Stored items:

- Opening Delimiter -

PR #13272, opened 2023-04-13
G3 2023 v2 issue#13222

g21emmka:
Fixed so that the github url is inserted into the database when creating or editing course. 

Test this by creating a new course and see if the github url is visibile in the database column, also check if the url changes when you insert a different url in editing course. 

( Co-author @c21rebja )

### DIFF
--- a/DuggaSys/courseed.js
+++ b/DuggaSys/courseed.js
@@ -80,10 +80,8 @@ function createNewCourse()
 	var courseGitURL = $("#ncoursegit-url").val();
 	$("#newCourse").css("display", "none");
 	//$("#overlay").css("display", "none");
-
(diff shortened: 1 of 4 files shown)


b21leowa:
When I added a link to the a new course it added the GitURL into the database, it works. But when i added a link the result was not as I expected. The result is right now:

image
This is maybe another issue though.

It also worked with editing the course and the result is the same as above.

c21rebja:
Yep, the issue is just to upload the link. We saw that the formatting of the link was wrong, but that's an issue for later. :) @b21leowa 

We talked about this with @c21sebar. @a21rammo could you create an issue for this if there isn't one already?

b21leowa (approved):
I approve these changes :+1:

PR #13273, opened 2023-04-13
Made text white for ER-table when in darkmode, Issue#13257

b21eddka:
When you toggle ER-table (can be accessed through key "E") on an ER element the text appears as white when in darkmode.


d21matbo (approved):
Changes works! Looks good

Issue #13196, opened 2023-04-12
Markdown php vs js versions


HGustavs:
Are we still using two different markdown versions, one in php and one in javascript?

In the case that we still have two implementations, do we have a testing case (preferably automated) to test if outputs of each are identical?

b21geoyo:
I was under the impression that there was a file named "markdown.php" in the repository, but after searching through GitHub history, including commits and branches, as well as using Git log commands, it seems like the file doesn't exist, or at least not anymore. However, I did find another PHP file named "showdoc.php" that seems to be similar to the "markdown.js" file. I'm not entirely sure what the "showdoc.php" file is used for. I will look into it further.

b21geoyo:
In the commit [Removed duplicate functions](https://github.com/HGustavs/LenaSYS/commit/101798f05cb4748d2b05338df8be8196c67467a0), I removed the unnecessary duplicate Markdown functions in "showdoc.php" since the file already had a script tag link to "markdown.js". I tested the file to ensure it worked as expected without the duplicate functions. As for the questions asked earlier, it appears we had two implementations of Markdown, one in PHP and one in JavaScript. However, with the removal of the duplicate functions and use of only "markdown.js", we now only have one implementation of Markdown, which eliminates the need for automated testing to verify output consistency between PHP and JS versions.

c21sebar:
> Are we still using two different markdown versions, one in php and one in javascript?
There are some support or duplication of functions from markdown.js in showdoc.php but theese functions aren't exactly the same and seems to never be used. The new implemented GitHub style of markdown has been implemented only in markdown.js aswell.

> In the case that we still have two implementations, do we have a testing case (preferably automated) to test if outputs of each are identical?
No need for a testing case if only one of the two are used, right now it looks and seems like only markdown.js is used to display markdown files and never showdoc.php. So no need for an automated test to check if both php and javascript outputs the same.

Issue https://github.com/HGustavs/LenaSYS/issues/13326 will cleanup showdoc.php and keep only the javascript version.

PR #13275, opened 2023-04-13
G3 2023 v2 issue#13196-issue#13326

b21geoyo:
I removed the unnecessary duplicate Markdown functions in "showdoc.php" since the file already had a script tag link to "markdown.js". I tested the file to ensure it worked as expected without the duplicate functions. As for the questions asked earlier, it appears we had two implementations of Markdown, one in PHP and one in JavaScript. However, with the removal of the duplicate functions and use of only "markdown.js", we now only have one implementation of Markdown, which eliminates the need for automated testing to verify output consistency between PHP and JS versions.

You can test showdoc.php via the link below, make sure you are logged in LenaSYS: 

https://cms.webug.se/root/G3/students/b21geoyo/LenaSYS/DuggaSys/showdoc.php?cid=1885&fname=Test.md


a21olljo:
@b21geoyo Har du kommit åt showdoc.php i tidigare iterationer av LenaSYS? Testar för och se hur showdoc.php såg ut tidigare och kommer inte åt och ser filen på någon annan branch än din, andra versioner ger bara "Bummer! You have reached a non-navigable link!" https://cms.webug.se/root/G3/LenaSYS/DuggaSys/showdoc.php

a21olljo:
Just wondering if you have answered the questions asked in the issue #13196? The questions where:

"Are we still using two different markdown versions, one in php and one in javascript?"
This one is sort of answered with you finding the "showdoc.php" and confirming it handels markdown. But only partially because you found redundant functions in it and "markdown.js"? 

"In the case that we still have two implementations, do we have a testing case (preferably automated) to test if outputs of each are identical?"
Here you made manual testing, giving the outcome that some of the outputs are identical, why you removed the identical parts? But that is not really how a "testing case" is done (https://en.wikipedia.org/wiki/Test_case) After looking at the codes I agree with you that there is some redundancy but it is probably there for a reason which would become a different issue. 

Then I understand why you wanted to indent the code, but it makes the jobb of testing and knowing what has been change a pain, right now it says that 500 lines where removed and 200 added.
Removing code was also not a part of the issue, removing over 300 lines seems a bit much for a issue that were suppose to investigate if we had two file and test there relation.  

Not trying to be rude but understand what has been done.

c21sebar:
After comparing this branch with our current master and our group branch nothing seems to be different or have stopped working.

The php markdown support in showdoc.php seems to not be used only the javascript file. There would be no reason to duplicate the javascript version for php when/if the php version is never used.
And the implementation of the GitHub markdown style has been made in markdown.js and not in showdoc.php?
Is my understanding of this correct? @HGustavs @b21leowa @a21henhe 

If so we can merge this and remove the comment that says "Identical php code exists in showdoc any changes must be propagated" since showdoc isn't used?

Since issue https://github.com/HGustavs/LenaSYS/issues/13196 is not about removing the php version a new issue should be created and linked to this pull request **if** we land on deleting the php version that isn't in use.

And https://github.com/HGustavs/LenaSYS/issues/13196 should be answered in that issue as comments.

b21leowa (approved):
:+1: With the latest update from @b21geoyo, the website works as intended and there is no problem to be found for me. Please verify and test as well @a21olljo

- Closing Delimiter -

## Required work:
Going through the entries above, show each line that contains "where".

## Exercise solution:
Just wondering if you have answered the questions asked in the issue #13196? The questions where:
Then I understand why you wanted to indent the code, but it makes the jobb of testing and knowing what has been change a pain, right now it says that 500 lines where removed and 200 added.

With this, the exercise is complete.